Produce an exact copy of all the records.

--------

PR #250, opened 2022-11-28
feat: write & use a macro for serialization to/from base64

huitseeker:
We repeatedly use the exact same serialization to/from base64, based on the `EncodeDecodeBase64` trait. This simplifies the pattern, and makes it usable from other crates (e.g. Sui).


kchalkias (approved):
Cool!

PR #265, opened 2022-11-30
Add a generic polynomial

benr-ml:


fastcrypto/src/polynomial.rs
```diff
@@ -0,0 +1,185 @@
+// Copyright (c) 2022, Mysten Labs, Inc.
+// SPDX-License-Identifier: Apache-2.0
+
+// TODO: add license notice
```
kchalkias, line 4: Notice re what?

fastcrypto/src/polynomial.rs
```diff
@@ -0,0 +1,185 @@
...
+        self.0.iter_mut().zip(&other.0).for_each(|(a, b)| *a += *b)
+    }
+
+    // TODO: Some of the functions/steps below may be executed many times in practice thus cache can be
+    // used to improve efficiency (e.g., eval(i) may be called with the same index every time a partial
+    // signature from party i is verified).
+
+    /// Evaluates the polynomial at the specified value.
+    pub fn eval(&self, i: Idx) -> Eval<C> {
+        assert!(i > 0); // Never reveal the secret coefficient directly.
```
kchalkias, line 78: do we want this to panic if maliciously or accidentally invoked at index0?

fastcrypto/src/polynomial.rs
```diff
@@ -0,0 +1,185 @@
...
+            num = num * inv;
+            yi = yi * num;
+            acc += yi;
+        }
+
+        Ok(acc)
+    }
+
+    fn share_map(t: u32, mut shares: Vec<Eval<C>>) -> Result<BTreeMap<Idx, C>, FastCryptoError> {
+        if shares.len() < t.try_into().unwrap() {
```
kchalkias, line 125: indeed `unwrap` is safe here.

fastcrypto/src/polynomial.rs
```diff
@@ -0,0 +1,185 @@
...
+                };
+                // xj - 0
+                num = num * C::ScalarType::from(*j as u64);
+                // 1 / (xj - xi)
+                let tmp = C::ScalarType::from(*j as u64) - C::ScalarType::from(*i as u64);
+                den = den * tmp;
+            }
+            // Next line is safe since i != j.
+            let inv = C::ScalarType::generator() / den;
+            num = num * inv;
```
kchalkias, line 116: you can omit these operations and update `acc += yi * num * inv` directly, no?
Actually you could even avoid setting the temp `yi` and `inv` values and do `acc += *xi * num * C::ScalarType::generator() / den`

fastcrypto/src/polynomial.rs
```diff
@@ -0,0 +1,185 @@
...
+            let mut den = C::ScalarType::generator();
+
+            for j in xs.keys() {
+                if i == j {
+                    continue;
+                };
+                // xj - 0
+                num = num * C::ScalarType::from(*j as u64);
+                // 1 / (xj - xi)
+                let tmp = C::ScalarType::from(*j as u64) - C::ScalarType::from(*i as u64);
```
kchalkias, line 111: ditto, tmp value can be omitted

fastcrypto/src/polynomial.rs
benr-ml: Added a reference to https://github.com/celo-org/celo-threshold-bls-rs (also Apache-2.0).
Let me know if more clarifications are needed.

fastcrypto/src/polynomial.rs
benr-ml: changed i to be NonZeroU32 and removed that assert

fastcrypto/src/groups/ristretto255.rs
```diff
@@ -136,16 +149,29 @@ impl Mul<RistrettoScalar> for RistrettoScalar {
     }
 }
 
+impl Div<RistrettoScalar> for RistrettoScalar {
+    type Output = RistrettoScalar;
+
+    fn div(self, rhs: RistrettoScalar) -> RistrettoScalar {
+        // TODO: Is there a better way?
+        assert_ne!(rhs.0, ExternalRistrettoScalar::zero());
```
kchalkias, line 157: Did you check that? https://github.com/dalek-cryptography/curve25519-dalek/blob/90292dccf84cdc614c1a5640f2d6cb13bfff9761/src/field.rs#L106

fastcrypto/src/polynomial.rs
```diff
@@ -0,0 +1,178 @@
...
+    /// Performs polynomial addition in place.
+    pub fn add(&mut self, other: &Self) {
+        // if we have a smaller degree we should pad with zeros
+        if self.0.len() < other.0.len() {
+            self.0.resize(other.0.len(), C::zero())
+        }
+        self.0.iter_mut().zip(&other.0).for_each(|(a, b)| *a += *b)
+    }
+
+    // TODO: Some of the functions/steps below may be executed many times in practice thus cache can be
```
kchalkias, line 76: Good point, what is a good example in practice for our uses where we'll request at the same index?

fastcrypto/src/polynomial.rs
```diff
@@ -0,0 +1,178 @@
...
+/// element for the coefficients.
+#[derive(Debug, Clone, PartialEq, Eq, Serialize, Deserialize)]
+pub struct Poly<C>(Vec<C>);
+
+pub type PrivatePoly<C> = Poly<<C as GroupElement>::ScalarType>;
+pub type PublicPoly<C> = Poly<C>;
+
+//// Vector related operations.
+
+impl<C> Poly<C> {
```
kchalkias, line 38: Ooc, is the celo paradigm the most popular + fast lib for polynomials?

fastcrypto/src/groups/ristretto255.rs
benr-ml: The todo is actually regarding replacing the assert with something better that doesn't panic.
I don't see how to do that as long as we use the Div trait.

fastcrypto/src/polynomial.rs
benr-ml: e.g., you call it when you want to check a partial signature, so assuming some validators are always answering faster than others, you could cache their public keys, either here or on higher level (e.g., the authentication server).

fastcrypto/src/polynomial.rs
benr-ml: Not sure there is a "paradigm" as we only compute Lagrange coefficients and multiply them with group elements, it's the straightforward method (which many others use as well).
There are faster ways for some use cases, e.g., using FFTs for large values of t, but for our needs it should suffice for now.

fastcrypto/src/groups/ristretto255.rs
kchalkias: Oh I see, then do we need to even check or panic? This might be adversarial input and while we're in a cyclic group, dividing by zero is actually multiplying with the invert and we might decide to actually allow it or we always assume our RistrettoScalar serialization never serializes a zero object, so this will never happen.

benr-ml: Right, we should use it like Optional's unwrap, i.e., only when we know we are safe.
I included the assert_ne call just to make it make explicit and less dependent on the external library.

kchalkias (approved):
Approving to unblock, but will create an issue not to forget this edge case.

--------

Response
PR #250, opened 2022-11-28
feat: write & use a macro for serialization to/from base64

huitseeker:
We repeatedly use the exact same serialization to/from base64, based on the `EncodeDecodeBase64` trait. This simplifies the pattern, and makes it usable from other crates (e.g. Sui).


kchalkias (approved):
Cool!

PR #265, opened 2022-11-30
Add a generic polynomial

benr-ml:


fastcrypto/src/polynomial.rs
```diff
@@ -0,0 +1,185 @@
+// Copyright (c) 2022, Mysten Labs, Inc.
+// SPDX-License-Identifier: Apache-2.0
+
+// TODO: add license notice
```
kchalkias, line 4: Notice re what?

fastcrypto/src/polynomial.rs
```diff
@@ -0,0 +1,185 @@
...
+        self.0.iter_mut().zip(&other.0).for_each(|(a, b)| *a += *b)
+    }
+
+    // TODO: Some of the functions/steps below may be executed many times in practice thus cache can be
+    // used to improve efficiency (e.g., eval(i) may be called with the same index every time a partial
+    // signature from party i is verified).
+
+    /// Evaluates the polynomial at the specified value.
+    pub fn eval(&self, i: Idx) -> Eval<C> {
+        assert!(i > 0); // Never reveal the secret coefficient directly.
```
kchalkias, line 78: do we want this to panic if maliciously or accidentally invoked at index0?

fastcrypto/src/polynomial.rs
```diff
@@ -0,0 +1,185 @@
...
+            num = num * inv;
+            yi = yi * num;
+            acc += yi;
+        }
+
+        Ok(acc)
+    }
+
+    fn share_map(t: u32, mut shares: Vec<Eval<C>>) -> Result<BTreeMap<Idx, C>, FastCryptoError> {
+        if shares.len() < t.try_into().unwrap() {
```
kchalkias, line 125: indeed `unwrap` is safe here.

fastcrypto/src/polynomial.rs
```diff
@@ -0,0 +1,185 @@
...
+                };
+                // xj - 0
+                num = num * C::ScalarType::from(*j as u64);
+                // 1 / (xj - xi)
+                let tmp = C::ScalarType::from(*j as u64) - C::ScalarType::from(*i as u64);
+                den = den * tmp;
+            }
+            // Next line is safe since i != j.
+            let inv = C::ScalarType::generator() / den;
+            num = num * inv;
```
kchalkias, line 116: you can omit these operations and update `acc += yi * num * inv` directly, no?
Actually you could even avoid setting the temp `yi` and `inv` values and do `acc += *xi * num * C::ScalarType::generator() / den`

fastcrypto/src/polynomial.rs
```diff
@@ -0,0 +1,185 @@
...
+            let mut den = C::ScalarType::generator();
+
+            for j in xs.keys() {
+                if i == j {
+                    continue;
+                };
+                // xj - 0
+                num = num * C::ScalarType::from(*j as u64);
+                // 1 / (xj - xi)
+                let tmp = C::ScalarType::from(*j as u64) - C::ScalarType::from(*i as u64);
```
kchalkias, line 111: ditto, tmp value can be omitted

fastcrypto/src/polynomial.rs
benr-ml: Added a reference to https://github.com/celo-org/celo-threshold-bls-rs (also Apache-2.0).
Let me know if more clarifications are needed.

fastcrypto/src/polynomial.rs
benr-ml: changed i to be NonZeroU32 and removed that assert

fastcrypto/src/groups/ristretto255.rs
```diff
@@ -136,16 +149,29 @@ impl Mul<RistrettoScalar> for RistrettoScalar {
     }
 }
 
+impl Div<RistrettoScalar> for RistrettoScalar {
+    type Output = RistrettoScalar;
+
+    fn div(self, rhs: RistrettoScalar) -> RistrettoScalar {
+        // TODO: Is there a better way?
+        assert_ne!(rhs.0, ExternalRistrettoScalar::zero());
```
kchalkias, line 157: Did you check that? https://github.com/dalek-cryptography/curve25519-dalek/blob/90292dccf84cdc614c1a5640f2d6cb13bfff9761/src/field.rs#L106

fastcrypto/src/polynomial.rs
```diff
@@ -0,0 +1,178 @@
...
+    /// Performs polynomial addition in place.
+    pub fn add(&mut self, other: &Self) {
+        // if we have a smaller degree we should pad with zeros
+        if self.0.len() < other.0.len() {
+            self.0.resize(other.0.len(), C::zero())
+        }
+        self.0.iter_mut().zip(&other.0).for_each(|(a, b)| *a += *b)
+    }
+
+    // TODO: Some of the functions/steps below may be executed many times in practice thus cache can be
```
kchalkias, line 76: Good point, what is a good example in practice for our uses where we'll request at the same index?

fastcrypto/src/polynomial.rs
```diff
@@ -0,0 +1,178 @@
...
+/// element for the coefficients.
+#[derive(Debug, Clone, PartialEq, Eq, Serialize, Deserialize)]
+pub struct Poly<C>(Vec<C>);
+
+pub type PrivatePoly<C> = Poly<<C as GroupElement>::ScalarType>;
+pub type PublicPoly<C> = Poly<C>;
+
+//// Vector related operations.
+
+impl<C> Poly<C> {
```
kchalkias, line 38: Ooc, is the celo paradigm the most popular + fast lib for polynomials?

fastcrypto/src/groups/ristretto255.rs
benr-ml: The todo is actually regarding replacing the assert with something better that doesn't panic.
I don't see how to do that as long as we use the Div trait.

fastcrypto/src/polynomial.rs
benr-ml: e.g., you call it when you want to check a partial signature, so assuming some validators are always answering faster than others, you could cache their public keys, either here or on higher level (e.g., the authentication server).

fastcrypto/src/polynomial.rs
benr-ml: Not sure there is a "paradigm" as we only compute Lagrange coefficients and multiply them with group elements, it's the straightforward method (which many others use as well).
There are faster ways for some use cases, e.g., using FFTs for large values of t, but for our needs it should suffice for now.

fastcrypto/src/groups/ristretto255.rs
kchalkias: Oh I see, then do we need to even check or panic? This might be adversarial input and while we're in a cyclic group, dividing by zero is actually multiplying with the invert and we might decide to actually allow it or we always assume our RistrettoScalar serialization never serializes a zero object, so this will never happen.

benr-ml: Right, we should use it like Optional's unwrap, i.e., only when we know we are safe.
I included the assert_ne call just to make it make explicit and less dependent on the external library.

kchalkias (approved):
Approving to unblock, but will create an issue not to forget this edge case.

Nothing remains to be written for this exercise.